Dubbed as “Dustman”, this new strain of malware was successfully planted in Bapco’s computers, but the effects of its activity were contained to a small part of the network. That said, the attack can’t be considered very successful. Still, it was an attempt to bring down one of the world’s most prolific petroleum companies, which produces about 260000 barrels per day. Bahrain and the United States are long-time close allies, with the country providing a base for U.S. naval activity in the Persian Gulf since 1947, and the two have signed a Defense Cooperation Agreement in 1991. In 2001, the U.S. designated Bahrain a Major non-NATO ally, so you can get the idea of why Iranians like to target them.

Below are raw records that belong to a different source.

PR #2079, opened 2025-04-17
Fix Python Garbage Collection edge case

awni:
See https://github.com/wjakob/nanobind/pull/1015 for context.


angeloskath (approved):
Looks good, thanks!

According to details that have surfaced on ZDNet, Dustman’s goal this time wasn’t to cause an interruption in the operation of Bapco but was instead used as a last resort to wipe the traces that have been left by the actors from a previous attempt. Reportedly, the hackers had already established their presence in Bapco’s network, but then did some mistakes that could blow their cover. The way in for them could have been the Fortinet VPN tools that were used by Bapco, and which contain flaws that were discovered last summer. Of course, these flaws have been patched, but Bapco may have not applied the available updates.


Source: ZDNet

The actors compiled Dustman hastily and deployed it to the Bapco network only to achieve a partial compromise. Some workstations were in sleep mode at the time of the attack, so it was traceable, and samples of the malware have been retrieved too. However, the concrete evidence to lead back to a specific Iranian hacking group is missing, so there can be no confident attribution. We know that Iranians have been developing data-wiping malware since 2012, with Shamoon and ZeroCleare being two of the most noteworthy examples.